Data to process: Begin

PR #127, opened 2019-06-13
Auto generation interface

ryanewel:
Adds a first draft of an interactive cli tool for generating SROS2 policy documents.

Currently this feature is added as a new verb "amend_policy", but since there is a lot of shared code and functionality between this verb and "generate_policy" it may be better to combine the two.


artivis:
Hi @ruffsl,
we (@ryanewel and myself) were wondering if this new functionality shouldn't be merged to the `generate_policy` verb since they are so close in terms of functionality. 
This interactive behavior could become an option of `generate_policy` such as `generate_policy --interactive`. What is your take on this ?

sros2/test/sros2/commands/security/verbs/test_amend_policy_cli.py
```diff
@@ -0,0 +1,66 @@
...
+from shutil import copyfile
+from test import get_policies_path
+
+from ros2cli import cli
+from sros2.policy import load_policy
+from std_msgs.msg import String
+
+
+def test_ament_policy():
+    with tempfile.TemporaryDirectory() as tmpdir:
```
kyrofa: I know you're copying other tests here, but I've recently learned a better way to do this: [pytest's `tmp_path` fixture](https://docs.pytest.org/en/latest/tmpdir.html#the-tmp-path-fixture). Try this:

```python3
def test_amend_policy(tmp_path):
    # ...
    policy_generated_test_file = str(tmp_path.joinpath('dummy_policy.xml'))
    # ...
```

sros2/test/sros2/commands/security/verbs/test_amend_policy_cli.py
```diff
@@ -0,0 +1,66 @@
...
+
+        copyfile(policy_test_file, policy_generated_test_file)
+
+        try:
+            # Create a publisher and subscription
+            node.create_publisher(String, 'denied_topic', 1)
+            node.create_subscription(String, 'parameter_events', lambda msg: None, 1)
+
+            # Generate the policy for the running node
+            with mock.patch.object(builtins, 'input', lambda _: 'Y'):
```
kyrofa: Missing a test for "no"?

sros2/test/sros2/verb/test_amend_policy.py
```diff
@@ -0,0 +1,280 @@
...
+        return False
+    return all(elements_equal(c1, c2) for c1, c2 in zip(e1, e2))
+
+
+def test_add_permission():
+    parser = etree.XMLParser(remove_blank_text=True)
+
+    # No profile for node
+    no_profile_policy_before = """<policy></policy>"""
+    no_profile_policy_after = """<policy>
```
kyrofa: `textwrap.dedent` will make your OCD happier.

sros2/test/sros2/verb/test_amend_policy.py
```diff
@@ -0,0 +1,280 @@
...
+    if e1.tail != e2.tail:
+        return False
+    if e1.attrib != e2.attrib:
+        return False
+    if len(e1) != len(e2):
+        return False
+    return all(elements_equal(c1, c2) for c1, c2 in zip(e1, e2))
+
+
+def test_add_permission():
```
kyrofa: Any chance we can migrate these tests to #128?

sros2/sros2/verb/amend_policy.py
```diff
@@ -0,0 +1,312 @@
...
+from sros2.verb import VerbExtension
+
+POLICY_FILE_NOT_FOUND = 'Package policy file not found'
+POLICY_FILE_NOT_VALID = 'Package policy file not valid'
+
+Event = namedtuple('Event',
+                   ('node_name', 'permission_type', 'rule_type', 'expression'))
+
+
+def get_FQN(node_name, expression):
```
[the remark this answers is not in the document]
artivis: To answer this comment and others similar, we were waiting on knowing if this should be merged with `generate_policy` or not before operating a wide cleanup/refactoring.

sros2/sros2/verb/amend_policy.py
```diff
@@ -0,0 +1,312 @@
...
+
+        self.keep_cached(event)
+
+        print('\n')
+
+    def main(self, *, args):
+        try:
+            self.policy = self.get_policy(args.policy_file_path)
+        except RuntimeError:
+            return POLICY_FILE_NOT_VALID
```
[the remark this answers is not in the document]
artivis: This does return a non-zero upon failure, the pattern was actually copied from other verbs [e.g. here](https://github.com/ros2/ros2cli/blob/master/ros2pkg/ros2pkg/verb/prefix.py#L41)

sros2/test/sros2/commands/security/verbs/test_amend_policy_cli.py
artivis: Looks like it :+1:

sros2/test/sros2/verb/test_amend_policy.py
artivis: Likely doable.
The whole `test_add_permission` ? And only this one?

thomas-moulard:
@ryanewel what are the next steps for this PR?

prajakta-gokhale:
Hello @kyrofa, we're planning to move this PR forward and would like your opinion on whether `amend_policy` qualifies as a separate verb or if it would make more sense to refactor it as an extension to `generate_policy`.

prajakta-gokhale:
@kyrofa could you please take a look at this?

kyrofa:
Wow @prajakta-gokhale, I never saw your ping from October; please accept my humble apologies for not being responsive. In order to share my opinion, my question above stands, can you tell me what you think? I'll quote:

> More generally, I agree that this does seem like an extension of generate_policy. In fact, is generate_policy not virtually exactly this, but with 'Y' hard-coded as the answer to the prompt? Does that mean that this feature is only literally for the user to review the generated policy? I don't mean to belittle this feature, you guys did great work, but do we feel that there is a lot of added value here beyond what users already have by simply reviewing the policy once generate_policy is done with it?

ryanewel:
> More generally, I agree that this does seem like an extension of generate_policy. In fact, is generate_policy not virtually exactly this, but with 'Y' hard-coded as the answer to the prompt? Does that mean that this feature is only literally for the user to review the generated policy? I don't mean to belittle this feature, you guys did great work, but do we feel that there is a lot of added value here beyond what users already have by simply reviewing the policy once generate_policy is done with it?

I think the unique value this feature could provide is letting someone update an existing policy document after changing their ROS application and explicitly highlighting unintended consequences. Using the `generate_policy` verb you could get the same effect by generating a new policy and then diffing it with the existing one. I think this feature would provide a slicker interface, but that's subjective and may not be worth prioritizing.

jacobperron:
I haven't looked closely at the code, but I agree that the new verb seems to overlap a bit with generate_policy. In the spirit of having well-defined tools for specific jobs, I think we could keep the *amend* feature separate from the *generate* feature. Any improvements made in the new verb related to generating policies c an be merged with generate_policy, and the new amend feature can inspect/amend an existing policy file.

---

FYI, I couldn't get the code in the current state to work for me.

With empty ROS graph:

    $ ros2 security amend_policy foo
    ...
    UnboundLocalError: local variable 'filtered_events' referenced before assignment

With a talker running, I answer all the prompts but then get stuck with the repeated message until I ctrl-C:

    ...
    Scanning for events...
    Scanning for events...
    # Error if I shutdown talker first
    ^CFailed to get_subscriber_names_and_types: Node name not found: ns='/', name='talker', at /tmp/binarydeb/ros-eloquent-rmw-fastrtps-shared-cpp-0.8.1/src/rmw_node_info_and_types.cpp:88
    # Otherwise, no policy file is generated (should it be?)

Adding a timeout stops the repeated messages, but I still don't see a policy file created or an existing one modified.

prajakta-gokhale:
We will not be prioritizing working on this feature, for now this PR can be closed.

Data to process: End

● **Assignment**
Go through the material above and count the lines that contain "tmpdir"; give that number alone.

● **Output for this task**
2